The best armour would stop arrows, but not all combatants were of course wearing the best quality armour. Horses tended to be best protected at the front and were not so well protected at the sides. If a knight was unhorsed he was vulnerable to being put out of action by foot soldiers who moved in quickly.

Tactics were of course all important as is the case in employing any weapon. It also pays not to be overconfident and impetuous - see the Battle of Agincourt.


----------



## AugustusFo

berndf said:


> But a crossbow can. The projectiles of a crossbow are called "bolts".


I thought about that, but a crossbow shooter carries many bolts, and the saying is not "He has shot his bolts", but "bolt" singular.  Also, although slower to reload than a comparable bow, it still takes less than 10 seconds to reload a crossbow, so shooting one of many bolts would not mean that the shooter's battle or hunt was over. A rifle, though has only one bolt which, if somehow shot, would mean the shooter was done. Anyway, you might be correct. I always just assumed that it referred to a rifle bolt.


----------



## berndf

Late medieval crossbows had become extremely powerful, armour breaking weapons; more powerful than early muskets. But that made reloading them a difficult and time consuming task takes more than a minute, which makes a crossbowman effectively defenceless.

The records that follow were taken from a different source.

PR #260, opened 2023-06-22
Move Plugin level lock to Account level

reachjainrahul:
## Description
We had mutex lock at the plugin level, due to which any cloud operation for account1 was impacting account2. 

## Changes
Move plugin level lock to account level so that multiple cloud operation can happen in parallel. There is further room for optimization to identify what cloud calls can happen in parallel within an account rather than locking at account level.

### DIFF
--- a/pkg/cloudprovider/plugins/azure/azure_security_impl.go
+++ b/pkg/cloudprovider/plugins/azure/azure_security_impl.go
@@ -19,22 +19,19 @@ import (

That is at least the explanation you find if you search a bit. But explanations for idioms should indeed be taken with a grain of salt as there are rarely primary sources available and popular explanations are often folk etymological interpretations that have been copied so many time that people have stopped to question them.


----------



## Awwal12

Hulalessar said:


> Horses tended to be best protected at the front and were not so well protected at the sides.


Even from the front the most typical combat protection of a horse was close to zero in the mid 15th century (just chanfrons, basically). Apparently, until the end of the 15th century barding was used almost exclusively in tournaments, likely because it was making cavalrymen too slow in combat, quickly fatiguing the horses. Even on various depictions of the battle of Pavia (1520s) we don't see any horses fully covered by plate armor (though we do see them regularly on the depictions of tournaments).



berndf said:


> more powerful than early muskets


Again, only if we include heavy siege crossbows (which weren't the most typical weapons of this class - they were, indeed, too heavy and unwieldy for field action). Muskets were developed as heavy armor-piercing firearms from the beginning (and were very successful in piercing full plate armor, effectively rendering it impractical very soon); by "early muskets" you must mean arquebuses, I presume.


----------



## berndf

Awwal12 said:


> by "early muskets" you must mean arquebuses, I presume.


Yes


----------